**** DATA RECORDS

PR #239, opened 2026-06-11
refactor(cache,resolver): harden cache reads, batch puts, negative cache, consolidated type map

sdebruyn:
## Summary

- **cache._read** (`02-core-cache-broad-except-no-context.md`): narrow `except Exception` to `(OSError, json.JSONDecodeError, UnicodeDecodeError)` with `exc_info=True`; add schema-version mismatch guard that logs info and returns empty.
- **Freshness check** (`02-core-cache-future-fetched-at-accepted.md`): `_is_fresh` now rejects `fetched_at > now` (clock drift / corrupted entries).
- **Schema migration** (`02-core-cache-no-schema-migration.md`): `_read` explicitly checks `data.get("version") != _SCHEMA_VERSION` and returns empty with an info log.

********

→ ACTIVITY: All records are to be retyped exactly. None may be omitted.

→ YOUR SOLUTION:
PR #239, opened 2026-06-11
refactor(cache,resolver): harden cache reads, batch puts, negative cache, consolidated type map

sdebruyn:
## Summary

- **cache._read** (`02-core-cache-broad-except-no-context.md`): narrow `except Exception` to `(OSError, json.JSONDecodeError, UnicodeDecodeError)` with `exc_info=True`; add schema-version mismatch guard that logs info and returns empty.
- **Freshness check** (`02-core-cache-future-fetched-at-accepted.md`): `_is_fresh` now rejects `fetched_at > now` (clock drift / corrupted entries).
- **Schema migration** (`02-core-cache-no-schema-migration.md`): `_read` explicitly checks `data.get("version") != _SCHEMA_VERSION` and returns empty with an info log.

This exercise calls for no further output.